JPMORGAN has lost a court dispute over fees relating to a client’s A$1.3bn (£787m) Australian takeover defence in an unusual case that sheds light on the often opaque world of investment banking fees.
An Australian court dismissed the US bank’s claim for A$50.8m in fees from Consolidated Minerals which was taken over by Ukrainian billionaire Gennadiy Bogolyubov’s Palmary Enterprises in 2008.
The takeover, a three-way battle between Palmary, commodities investment firm Pallinghurst and iron ore miner Territory Resources, drove up Consolidated’s market value by A$840m.
The case was closely followed by the investment banking industry, which keeps details of fees close to its chest and usually resolves such disputes privately.

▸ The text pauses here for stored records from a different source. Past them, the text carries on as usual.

PR #316, opened 2020-11-16
Fix/select

jwinding:

Update the select component from a class based component to a functional component, and change the dependency from a deprecated picker from react native to the community version (https://www.npmjs.com/package/@react-native-community/picker). 

I did not do any update to the styling; this really needs design input (I don't think there is anything in Figma?). 

All our components should be functional, to not mix the style, and it's better to not depend on deprecated features.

JPMorgan, which advised Consolidated, was paid A$20m but it claimed the higher amount for retainer services, base defence fees, incentive fees and expenses for its advisory role in 2006 and 2007.
Justice David Hammerschlag said Consolidated only owed A$19.25m to the US bank, but said the two sides might want to work out the final price based on his judgment.
JPMorgan said it might appeal the decision.
“We believe there are strong grounds for appeal and we are currently assessing our response in that regard,” the bank said in a statement.
Under the agreement with Consolidated Minerals, JPMorgan was entitled to an incentive fee based on increases in the offer price. The judge backed Consolidated’s view that its fee payment should be based on the difference between Palmary’s first and final takeover offer.